The pulsed laser deposition method belongs to a group of physical vapour deposition methods. The interaction of a high-energy laser pulse with the target material results in a variety of products, including not only electrons, ions and neutral particles, but also solid microparticles of the target material coming off during flash evaporation of the material. The trajectory of further movement of these particles and their distribution by energy significantly depend not only on the intensity, duration and frequency of laser pulses, but also on the pressure in the chamber. The laser ablation in high vacuum leads to the formation of a narrow plume of products with a high proportion of charged particles; in film production under these conditions an important role is played by the processes of secondary spraying of the condensate by high-charged particles.

On the contrary, if the pressure in the chamber is increased, the cloud of ablation products consists mainly of neutral particles, its properties approaching the properties of low pressure steam.
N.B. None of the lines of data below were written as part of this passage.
PR #320, opened 2017-06-23
283 - Improve rules configuration. Allow rules to be an array.

austinkelleher:
**Do not merge** until the issue with the build not working on UNIX systems is fixed. The tests were passing, but I've made a few more changes without running the tests (since I can't right now). The Travis tests will obviously fail because the build is not passing at the moment. I just wanted to get any feedback from @molant before he leaves on vacation.

This change allows arrays to be passed for `rules` in the config:

```
{
    "rules": [
        "rule1",        // Default to "error"
        "rule2:warn",   // Switch to warn
        "rule3:off",    // Quickly disable a rule
        ["rule4", {
            something: true
        }]
    ]
}
```

It also allows for `warn` and `off` shorthands:

```
{
    "rules": [
    "rule1",          // Default to "error"
    "?rule2",        // Switch to warn
    "-rule3"        // Quickly disable a rule
}
```

My change is backwards compatible, so passing objects is still supported:

```
{
    "rules": {
        "rule1": "warning",
        "rule2": "off"
    }
}
```

### DIFF
--- a/tests/lib/sonar.ts
+++ b/tests/lib/sonar.ts
@@ -142,7 +142,6 @@ test.serial('If config.rules is an object with rules, we should create just thos
     t.context.rule = rule;
     sinon.stub(t.context.resourceLoader, 'loadRules').returns(new Map([
         ['disallowed-headers', rule],
-        ['lang-attribute', rule],
         ['manifest-exists', rule]
     ]));
     sinon.stub(rule, 'create')
@@ -180,7 +179,6 @@ test.serial(`If config.rules has some rules "off", we shouldn't create those rul
     t.context.rule = rule;
     sinon.stub(t.context.resourceLoader, 'loadRules').returns(new Map([
         ['disallowed-headers', rule],
-        ['lang-attribute', rule],
         ['manifest-exists', rule]
     ]));
     sinon.stub(rule, 'create').returns({ 'fetch::end': () => { } });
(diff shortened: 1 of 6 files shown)


austinkelleher:
@molant @sarvaje This is ready to be reviewed now. The build is back in working order.

molant:
@austinkelleher we've been using the label `status;work-in-progress` in the PRs to indicate that they shouldn't be merged.

austinkelleher:
@molant It is not a work in progress anymore now that the build id fixed.

austinkelleher:
@molant Oh I see you removed it. I will add it to future WIP PRs though. Thanks.

tests/lib/sonar.ts
```diff
@@ -198,6 +198,143 @@ test.serial(`If config.rules has some rules "off", we shouldn't create those rul
...
+        collector: 'collector',
+        rules: [
+            'disallowed-headers:warning',
+            'manifest-exists:warning'
+        ]
+    });
+
+    t.true(t.context.resourceLoader.loadRules.called);
+    t.true(t.context.rule.create.calledTwice);
+    t.true(t.context.eventemitter.prototype.on.calledTwice);
```
molant: I think we need to update this test and the previous one. `loadRules` should just return 2 rules now that we only load the ones we need. My mistake for not updating it in my PR :(

sarvaje:
LGTM. But I have another question:
Should this PR also include the `include/exclude` options?

>Add comments so they pop up in intellisense
Update the documentation in the user guide to say we support this format as well

+1

molant:
@alrra comments on this PR?

@austinkelleher do you want to add the include/exclude to this PR as well? If not, can you open a new issue to track that?
I think that once you add the jsdoc and documentation we should be ready to merge this (at least from my pocket).

austinkelleher:
@molant I was thinking that include/exclude should be tracked separately. Especially since there is some confusion with my other PR #292, which will be replaced by include/exclude. I will make the doc changes and fix conflicts tomorrow.

austinkelleher:
@molant @sarvaje Let me know if you think this is ready and I will squash and merge.

sarvaje:
@austinkelleher for me is OK. But I think you have a message from @molant pending.

Before merge, you have some conflicts.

Production of high-quality films and coatings in these conditions is a complex scientific and technical problem which has already been successfully resolved for a number of materials. The main advantage of laser ablation is, above all, the high degree of conformity of the cation stoichiometry of the films to the composition of the target material, which causes serious difficulties in many other methods and is particularly important in the deposition of multicomponent materials. The high degree of supersaturation in the condensation of ablation products leads to intense nucleation across the surface of the substrate, and results in high morphological homogeneity in the film. The method is also characterised by a very high deposition rate as compared to other thin-film methods, which, however, allows producing high crystallinity films. An important factor is the almost complete absence of film contamination by materials of the chamber and auxiliary devices resulting from the small beam width. The emitter location outside of the vacuum chamber enables wide-range changes to the gas atmosphere during the deposition. The disadvantages of the method include the small geometrical size of the homogeneous deposition area in vacuum ablation, due to the small diameter of the ablation products plume, and possible contamination of the film by particles and droplets of molten target material at high rates of deposition.